Will be interesting to see how this performs. You will have to post up some photos or vid..

I have no problems with my foam lance, I did change the bottle, as they can leak from the threads..


----------



## foster2108 (Oct 22, 2004)

Write up when you've tried it please


----------



## McKenzie (Dec 25, 2008)

I would also be pretty interested in this. Let us know how it all goes.


----------



## dooka (Apr 28, 2006)

This is an HD Lance with 50ml of Built Hamber Autowash, 15ml of Dodo Born to be Mild and filled with 700ml of water. Works a treat..


----------



## MrHooky (Oct 27, 2009)

dooka said:


> This is an HD Lance with 50ml of Built Hamber Autowash, 15ml of Dodo Born to be Mild and filled with 700ml of water. Works a treat..[/youtube]
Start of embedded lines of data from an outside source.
PR #119, opened 2019-02-14
👷 Fix CI Scripts

znatty22:
- For all CI scripts, always abort on non-zero exit code from any of the things running in the script
- Upgrade pip and install egg info before installing reqs
    - See https://github.com/pypa/pip/issues/4537 for more details
- Fix recurring S3 related error in file retriever test

thanks @fiendish !


fiendish:
Ok, I fixed circle. Good luck, though. Now you can't merge until the tests pass!

PR #1821, opened 2025-07-14
Remove README line about .env.example

imnasnainaec:
This line became irrelevant in #54


hahn-kev (approved):
that was quite a while ago lol.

Dooka - have you tried the built hamber auto foam? - http://www.bilthamber.com/autofoam.html Might be worth a look.

All I've got to put in the lance so far is Megs Gold Class. Might try and get a bottle of snow foam too to see how they compare...


----------



## dooka (Apr 28, 2006)

My mistake, it was autofoam I used. Doh..


----------



## MrHooky (Oct 27, 2009)

Hence the great foaming you've got!

Would you recommend the Built Hamber then? Will it 'lift' the wax off the car? I'd want use it on a weekly basis although don't want to have to wax the car after each use!

I think I'll order some tomorrow, and do a similar mix but swap the Dodo for my Megs. Quite like the look of the Built Hamber products, well priced and a lot of people rate them.


----------



## dooka (Apr 28, 2006)

Yes it is good, don't need a lot either.. I wouldn't use it every week, on big cleans yes, but put just the megs through on weekly washes. Megs hyper wash is good through the lance..

Ill get a vid of just the dodo up soon..


----------



## MrHooky (Oct 27, 2009)

Small update on this.

I have bought that very nozzle and have tried with Megs Gold Class. Pretty terrible results. Have also tried with some old Turtle Wax wash and wax to see whether it was the GC not doing the trick. The TW was even more pathetic. Perhaps I need to invest in some actual snow foam, but so far, so rubbish.

Going to purchase some actual snow foam and see whether that makes a difference&#8230;


----------



## dooka (Apr 28, 2006)

MrHooky said:


> Small update on this.
> 
> I have bought that very nozzle and have tried with Megs Gold Class. Pretty terrible results.


Which lance, the Karcher one, that will be why then, Hyper wash is a decent foaming shampoo. Foam is a weak TFR, so best not use every week, as it will start to strip your LSP over time, there again, so will shampoo is mixed too strong..


----------



## MrHooky (Oct 27, 2009)

dooka said:


> Which lance, the Karcher one, that will be why then, Hyper wash is a decent foaming shampoo. Foam is a weak TFR, so best not use every week, as it will start to strip your LSP over time, there again, so will shampoo is mixed too strong..


Yes the Karcher 0.6L with the foam thickness adjuster. Would you suggest Hyper Wash then as a half decent shampoo to send through the lance though or should I just go for a specific foam instead?

Dooka - what does TFR stand for!?


----------



## tufty (Feb 3, 2008)

MrHooky said:


> dooka said:
> 
> 
> > Which lance, the Karcher one, that will be why then, Hyper wash is a decent foaming shampoo. Foam is a weak TFR, so best not use every week, as it will start to strip your LSP over time, there again, so will shampoo is mixed too strong..
> ...


Traffic film remover (TFR)


----------



## dooka (Apr 28, 2006)

Thank you tufty..


----------